* _DIRECTIONS FOR THIS TASK_
Provide a character-exact reproduction of the lines from the line with "rubber-stamp this one?" to the end of the entries.

------ ENTRIES PROVIDED

PR #8070, opened 2025-11-17
Revert "Cherry pick PR #7590: content/compositor: Allow more Workers for raster/image decoding for Android"

borongc:
Reverts youtube/cobalt#7605

It seems https://github.com/youtube/cobalt/pull/7605 improves UI latency with the tradeoff of increased crashes in blink. As a result, reverting this PR to verify if this is the root cause.

Issue: 424591313
Issue: 437916038


yell0wd0g (approved):
LGTM - let's see if this was a bad (TM) CL!!

PR #8072, opened 2025-11-17
android: Fix CobaltA11yHelper SurfaceView attachment

borongc:
Previously, CobaltA11yHelper was initialized with the video-specific
SurfaceView. This led to accessibility features not correctly
interacting with the main content SurfaceView.

Bind CobaltA11yHelper to the ContentViewRenderView's SurfaceView
instead. This ensures accessibility features operate on the primary
display surface.

Issue: 431317298

### DIFF
--- a/cobalt/android/apk/app/src/main/java/dev/cobalt/coat/CobaltActivity.java
+++ b/cobalt/android/apk/app/src/main/java/dev/cobalt/coat/CobaltActivity.java
@@ -161,6 +161,8 @@ public abstract class CobaltActivity extends Activity {
     // SurfaceView's 'hole' clipping during animations that are notified to the window.
     mWindowAndroid.setAnimationPlaceholderView(
         mShellManager.getContentViewRenderView().getSurfaceView());
+    mA11yHelper = new CobaltA11yHelper(this,
+        mShellManager.getContentViewRenderView().getSurfaceView());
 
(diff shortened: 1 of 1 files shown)


haozheng-cobalt (approved):
I've tested all a11y edge cases susceptible to focus issue and did not run into any issues!

Awallky:
@borongc Could we add some unit test to cover this in any reasonable way to prevent this from regressing? 
In addition, can we either directly add or file a bug to add a cobalt_browsertest to provide e2e coverage of this feature? 

I think this one is at risk to regress at slight changes and testing that runs in our CI would go a long way in preventing this.

borongc:
> @borongc Could we add some unit test to cover this in any reasonable way to prevent this from regressing? In addition, can we either directly add or file a bug to add a cobalt_browsertest to provide e2e coverage of this feature?
> 
> I think this one is at risk to regress at slight changes and testing that runs in our CI would go a long way in preventing this.

If you are asking about unit tests for CobaltA11yHelper, this should be a follow-up for @haozheng-cobalt.

Note this PR doesn't introduce any new feature.

borongc:
> I filed b/461783385 for @haozheng-cobalt to follow up with tests for this change.
> 
> @borongc, could you note this somewhere in either a test footer or in the PR description?

The PR is auto merged, but I can do this in the cherry pick PR.

PR #8090, opened 2025-11-18
BACKPORT: [tvOS] Add support for editing text input fields

rakuco:
Backport M139's https://crrev.com/c/6633696, another commit in a series to improve input handling (including the Siri remote) on tvOS.

Bug: 432824509

---

Original CL description:

The implementation is much simpler than the iOS one because there is no BrowserEngineKit to deal with.

Furthermore, tvOS has some peculiarities:

1. Contrary to iOS, simply adopting the UIKeyInput protocol does not cause the system keyboard to be displayed when RenderWidgetUIView becomes the first responder.
2. The system keyboard takes up the entire screen.

What we do to work around 1) is add a dummy UITextField instance that we selectively add to the view hierarchy when we need to open or close the on-screen keyboard.

For 2), we need to make WidgetBase::ShowVirtualKeyboardOnElementFocus() behave like on ChromeOS and not immediately show the system keyboard when a text element is focused. Instead, we only show it when it is focused and a tap occurs.

Change-Id: Id5507b6c8b8f247b485ba76f55f330c4a2519fa7
Reviewed-on: https://chromium-review.googlesource.com/c/chromium/src/+/6633696
Cr-Commit-Position: refs/heads/main@{#1473775}

### DIFF
--- a/content/browser/renderer_host/render_widget_host_view_ios.mm
+++ b/content/browser/renderer_host/render_widget_host_view_ios.mm
@@ -758,7 +758,6 @@ void RenderWidgetHostViewIOS::OnUpdateTextInputStateCalled(
     TextInputManager* text_input_manager,
     RenderWidgetHostViewBase* updated_view,
     bool did_update_state) {
-#if !BUILDFLAG(IS_IOS_TVOS)
   if (text_input_manager->GetActiveWidget()) {
     [ui_view_->view_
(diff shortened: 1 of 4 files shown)


rakuco:

rakuco:
@andrewsavage1 @yell0wd0g could either of you rubber-stamp this one?

PR #8092, opened 2025-11-18
cobalt: Make passing a UA string in the command-line work

rakuco:
Commit d9b2353f151 ("Fix linker issues for linux-x64x11 cobalt build (#7437)") implemented this behavior that is part of content shell as a side effect of trying to fix the build, but it does not work as expected in Cobalt because CobaltContentBrowserClient overrides GetUserAgent().

Move the call to embedder_support::GetUserAgentFromCommandLine to CobaltContentBrowserClient and restrict it to non-official builds while here.

Bug: 442760345


rakuco:

PR #7563, opened 2025-10-16
starboard: Replace starboard/types.h with standard headers

kjyoun:
This commit removes `starboard/types.h` and replaces its inclusions with standard C/C++ headers like <stdint.h>, <stddef.h>, and <stdbool.h>. Static asserts previously located in `starboard/types.h` have been moved to `starboard/nplb/sabi/size_test.cc`.

Bug: 366064934

PR #8093, opened 2025-11-18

------------

* _ANSWER BELOW_
@andrewsavage1 @yell0wd0g could either of you rubber-stamp this one?

PR #8092, opened 2025-11-18
cobalt: Make passing a UA string in the command-line work

rakuco:
Commit d9b2353f151 ("Fix linker issues for linux-x64x11 cobalt build (#7437)") implemented this behavior that is part of content shell as a side effect of trying to fix the build, but it does not work as expected in Cobalt because CobaltContentBrowserClient overrides GetUserAgent().

Move the call to embedder_support::GetUserAgentFromCommandLine to CobaltContentBrowserClient and restrict it to non-official builds while here.

Bug: 442760345


rakuco:

PR #7563, opened 2025-10-16
starboard: Replace starboard/types.h with standard headers

kjyoun:
This commit removes `starboard/types.h` and replaces its inclusions with standard C/C++ headers like <stdint.h>, <stddef.h>, and <stdbool.h>. Static asserts previously located in `starboard/types.h` have been moved to `starboard/nplb/sabi/size_test.cc`.

Bug: 366064934

PR #8093, opened 2025-11-18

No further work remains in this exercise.